YOUR INSTRUCTIONS: Below are some records; return each one exactly as written.

(PROVIDED INFORMATION)

PR #17, opened 2020-11-20
Symbolic basis

inducer:
- [x] Depends on https://github.com/inducer/pymbolic/pull/26
    - [x] Point `requirements.txt` back to master once that's in
- [x] Test with meshmode: https://github.com/inducer/meshmode/pull/88
- [x] Test with grudge: https://github.com/inducer/grudge/pull/33
- [x] Test with pytential: https://github.com/inducer/pytential/pull/40

@xywei This gives you a way to access symbolic expressions for basis functions, which might help with interpolation in volumential. (Probably best to add a bit of plumbing to meshmode, rather than access modepy directly.)

@alexfikl Turns out getting the basis functions to be symbolic does not require a whole new interface after all.

### DIFF
--- a/modepy/modes.py
+++ b/modepy/modes.py
@@ -83,6 +83,10 @@ Monomials
 
 .. autofunction:: monomial(order, rst)
 .. autofunction:: grad_monomial(order, rst)
+
+Symbolic Basis Functions
+------------------------
+.. autofunction:: symbolicize_basis(order, rst)
 """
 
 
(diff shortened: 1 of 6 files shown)


modepy/modes.py
```diff
@@ -79,22 +74,52 @@
...
+Symbolic Basis Functions
+------------------------
+.. autofunction:: symbolicize_basis(order, rst)
 """
 
 
+# {{{ helpers for symbolic evaluation
+
+def _cse(expr, prefix):
+    if "pymbolic" in sys.modules:
```
alexfikl, line 96: Why not a `try.. except ImportError`?

inducer: Because that'll have an import as a side effect.

modepy/modes.py
```diff
@@ -79,22 +74,52 @@
...
 Monomials
 ---------
 
 .. autofunction:: monomial(order, rst)
-
 .. autofunction:: grad_monomial(order, rst)
+
+Symbolic Basis Functions
+------------------------
+.. autofunction:: symbolicize_basis(order, rst)
```
alexfikl, line 89:
```suggestion
.. autofunction:: symbolicize_basis
```
?

inducer: 8131827

PR #26, opened 2021-03-29
Remove unnecessary argument from "orthonormality_weight" methods

thomasgibson:
Removes an unused argument and makes the method consistent across all supported bases.


inducer:
Thanks!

(End PROVIDED INFORMATION)

REPLY TO THE TASK:
PR #17, opened 2020-11-20
Symbolic basis

inducer:
- [x] Depends on https://github.com/inducer/pymbolic/pull/26
    - [x] Point `requirements.txt` back to master once that's in
- [x] Test with meshmode: https://github.com/inducer/meshmode/pull/88
- [x] Test with grudge: https://github.com/inducer/grudge/pull/33
- [x] Test with pytential: https://github.com/inducer/pytential/pull/40

@xywei This gives you a way to access symbolic expressions for basis functions, which might help with interpolation in volumential. (Probably best to add a bit of plumbing to meshmode, rather than access modepy directly.)

@alexfikl Turns out getting the basis functions to be symbolic does not require a whole new interface after all.

### DIFF
--- a/modepy/modes.py
+++ b/modepy/modes.py
@@ -83,6 +83,10 @@ Monomials
 
 .. autofunction:: monomial(order, rst)
 .. autofunction:: grad_monomial(order, rst)
+
+Symbolic Basis Functions
+------------------------
+.. autofunction:: symbolicize_basis(order, rst)
 """
 
 
(diff shortened: 1 of 6 files shown)


modepy/modes.py
```diff
@@ -79,22 +74,52 @@
...
+Symbolic Basis Functions
+------------------------
+.. autofunction:: symbolicize_basis(order, rst)
 """
 
 
+# {{{ helpers for symbolic evaluation
+
+def _cse(expr, prefix):
+    if "pymbolic" in sys.modules:
```
alexfikl, line 96: Why not a `try.. except ImportError`?

inducer: Because that'll have an import as a side effect.

modepy/modes.py
```diff
@@ -79,22 +74,52 @@
...
 Monomials
 ---------
 
 .. autofunction:: monomial(order, rst)
-
 .. autofunction:: grad_monomial(order, rst)
+
+Symbolic Basis Functions
+------------------------
+.. autofunction:: symbolicize_basis(order, rst)
```
alexfikl, line 89:
```suggestion
.. autofunction:: symbolicize_basis
```
?

inducer: 8131827

PR #26, opened 2021-03-29
Remove unnecessary argument from "orthonormality_weight" methods

thomasgibson:
Removes an unused argument and makes the method consistent across all supported bases.


inducer:
Thanks!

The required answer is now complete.